Since I had presented myself to my devil without money a number of times, he began to torture and exploits me in another way. I had to work for him. He had to make deliveries for his father, and I had to make them for him. Or else he commanded me to perform some difficult feat, to hop on one leg for ten minutes or to attach a scrap of paper to a passerby’s coat. Many nights in dreams I continued suffering these torments and lay bathed in sweat from those nightmares.

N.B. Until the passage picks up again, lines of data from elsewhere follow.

PR #5042, opened 2021-03-16
Progress bar extension

### LINKED ISSUE #3793: Progress bar for large downloads

elacuesta:
Closes #3793.

Very early stage. It basically works, but it needs more work, I don't like the way it's interacting with the logs. 

I don't really have a strong opinion as to whether or not this should be included, even if disabled by default, perhaps it could be better to have it as a separate package.


johtso:
Interested in this!

Would also be good to be able to have a scrape-wide progress bar for when you know how many items you expect to get.

PR #5058, opened 2021-03-21
[CI] update pip

elacuesta:
Trying to see if #5059 is reproducible in CI


Gallaecio:
In CI we use constraints to limit backtracking. But [I’ve had to downgrade `pip` to a version before the new dependency parser to get ReadTheDocs to build](https://github.com/scrapy/scrapy/pull/5052).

For a while I became ill. I vomited frequently and was subject to chills, though at night I was sweaty and feverish. My mother felt that something was wrong, and displayed a lot of sympathy, which tortured me because I couldn’t repay her with my confidence.


One evening when I was already in bed she brought me a piece of chocolate. That was a reminiscence of earlier years in which on many evenings, when I had been well-behaved, I had received similar comforting tidbits at bedtime. Now she stood there and held out the piece of chocolate to me. I felt so bad that all I could do was shake my head. She asked what was wrong with me, and stroked my hair. I could merely blurt out: “No! No! I don’t want anything.” She put the chocolate on the night table and left. When she tried to ask me about it on the following day, I pretended I didn’t remember anything about it. Once she sent for the doctor to see me; he examined me and left instructions that I should wash in cold water every morning.


My condition in that period was a sort of insanity. In the midst of our household’s orderly, peaceful existence I was living as frightened and tormented as a ghost; I didn’t participate in the life of the others, and rarely took my mind off my troubles even for an hour. With my father, who was often irritated and questioned me, I was cold and reserved.